Distributed fault-tolerant quantum memories over a 2xL array of qubit modules

Abstract: We propose an architecture for a quantum memory distributed over a $2 \times L$ array of modules equipped with a cyclic shift implemented via flying qubits. The logical information is distributed across the first row of $L$ modules and quantum error correction is executed using ancilla modules on the second row equipped with a cyclic shift. This work proves that quantum LDPC codes such as BB codes can maintain their performance in a distributed setting while using solely one simple connector: a cyclic shift. We propose two strategies to perform quantum error correction on a $2 \times L$ module array: (i) The cyclic layout which applies to any stabilizer codes, whereas previous results for qubit arrays are limited to CSS codes. (ii) The sparse cyclic layout, specific to bivariate bicycle (BB) codes.
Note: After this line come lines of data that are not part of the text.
PR #1055, opened 2026-08-10
ci: per-cell LKG on an orphan branch, plus dependency profiles as uv config files

kbattocchi:
Supersedes #1041, whose commits are included here rebased onto current `main`.

Replaces the merged `lkg.txt` / `lkg-notebook.txt` files with per-cell freeze files on an orphan `lkg` branch, and introduces named dependency profiles.

## Dependency profiles

A profile is a [uv configuration file](https://docs.astral.sh/uv/reference/settings/) under `profiles/`, passed via `uv --config-file`. uv parses its own format, so `ci.yml` needs no parser and knows only the profile name.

For the $[[144,12,12]]$ BB code, using the sparse cyclic layout we obtain a quantum memory with $12$ logical qubits distributed over $12$ modules, containing $12$ physical qubits each. We propose physical implementations of this architecture using flying qubits, that can be faithfully transported, and include qubits encoded in ions, neutral atoms, electrons or photons. We performed numerical simulations when modules are long ion chains and when modules are single-qubit arrays of ions showing that the distributed BB code achieves a logical error rate below $2 \cdot 10^{-6}$ when the physical error rate is $10^{-3}$.